PR #212, opened 2022-08-26
 Fix for failure when printing date-time data with the first element masked

### LINKED ISSUE #211: `Data.__str__` fails when the data contains date-times with the first element masked
At cfdm v1.10.0.0 we have:

```python
>>> # v1.10.0.0
>>> import cfdm
>>> import numpy as 
>>> dt = np.ma.array([10, 20], mask=[True, False])
>>> d = cfdm.Data(dt, units='days since 2000-01-01')
>>> str(d)
Traceback
    ...
TypeError: unsupported operand type(s) for +: 'cftime._cftime.DatetimeGregorian' and 'NoneType'
```
but what we expect is 
```python
>>> # Expected behaviour:
>>> d = cfdm.Data(dt, units='days since 2000-01-01')
>>> str(d)
'[--, 2000-01-21 00:00:00]'

```

davidhassell:
Fixes #211

### DIFF
--- a/cfdm/test/test_Data.py
+++ b/cfdm/test/test_Data.py
@@ -73,6 +73,7 @@ class DataTest(unittest.TestCase):
         dt = numpy.ma.array([10, 20], mask=[True, False])
         d = cfdm.Data(dt, units="days since 2000-01-01")
         self.assertTrue(str(d) == "[--, 2000-01-21 00:00:00]")
+        self.assertTrue(repr(d) == "<Data(2): [--, 2000-01-21 00:00:00]>")
 
     #    def test_Data__getitem__(self):
     def test_Data__setitem__(self):
--- a/cfdm/test/test_Data.py
+++ b/cfdm/test/test_Data.py
@@ -68,12 +68,6 @@ class DataTest(unittest.TestCase):
             _ = repr(d)
             _ = str(d)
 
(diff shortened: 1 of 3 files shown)


cfdm/test/test_Data.py
```diff
@@ -68,6 +68,12 @@ def test_Data__repr__str(self):
             _ = repr(d)
             _ = str(d)
 
+        # Test when the data contains date-times with the first
+        # element masked
+        dt = numpy.ma.array([10, 20], mask=[True, False])
+        d = cfdm.Data(dt, units="days since 2000-01-01")
+        self.assertTrue(str(d) == "[--, 2000-01-21 00:00:00]")
```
··········
> [About this task]: All lines with the word "when" are needed; pull them from the entries and copy each.

> [Answer to the problem]:
 Fix for failure when printing date-time data with the first element masked
### LINKED ISSUE #211: `Data.__str__` fails when the data contains date-times with the first element masked
+        # Test when the data contains date-times with the first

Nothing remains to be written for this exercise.